The Best Old Movies on a Big Screen This Week: NYC Repertory Cinema Picks, August 5-11
Last Tango in Paris (1972)
Directed by Bernardo Bertolucci
Though the soundtrack of Stevan Riley’s new documentary Listen to Me Marlon is dominated by Marlon Brando’s home audio recordings of himself, Bertolucci does offer one illuminating moment in which he mentions how, after Brando saw the end result of their collaboration together on Last Tango in Paris, he felt “betrayed by [Bertolucci] because he had stolen so many sincere things.” It’s a tribute to how powerful Brando’s performance in Bertolucci’s film remains that it is still possible to understand why he would react that way. Not that Brando is the only noteworthy aspect of the film, by any means. Vittorio Storaro’s brown- and beige-toned cinematography and Gato Barbieri’s extravagantly rueful score combine to create an autumnal atmosphere of lush rot. And Thomas’s (Jean-Pierre Léaud) pretentious attempts at capturing truth in the documentary he’s making about his fiancée, Jeanne (Maria Schneider), are still as amusing as ever while offering intriguing thematic counterpoint to the three-day tryst between Jeanne and Paul (Brando).
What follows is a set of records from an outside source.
PR #7317, opened 2020-04-30
Add snmp usage metering API documentation

carlmartensen:
There's a new usage type called SNMP Devices that is available via the public API. This is the documentation for it.


carlmartensen:
hold on merging to PM approves (should be done 5pm est 4/30)

PR #7361, opened 2020-05-05
Allow empty changes after OpenAPI processing

jirikuncar:
### What does this PR do?

Don't fail when there are no changes.

### Preview link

In the end, though, it is Brando’s brutally honest portrait of a broken and despairing man that stays in the memory most. With all his cynical musings about love and human nature delivered in a persuasively world-weary deadpan, it makes intuitive sense that the baby-faced and relatively inexperienced Jeanne would find Paul strangely alluring—and thus even more repulsive when, upon seeing him in the world outside that Paris flat, she sees him less as a wisdom-filled enigma than the washed-up flophouse-owner he really is. How Brando was able to summon up the inner emotional resources to clearly see this character in all his sad complexity is an artistic feat perhaps even the most formally innovative documentary can only begin to fathom. Kenji Fujishima (August 7, 9:45pm at Film Forum’s Brando series)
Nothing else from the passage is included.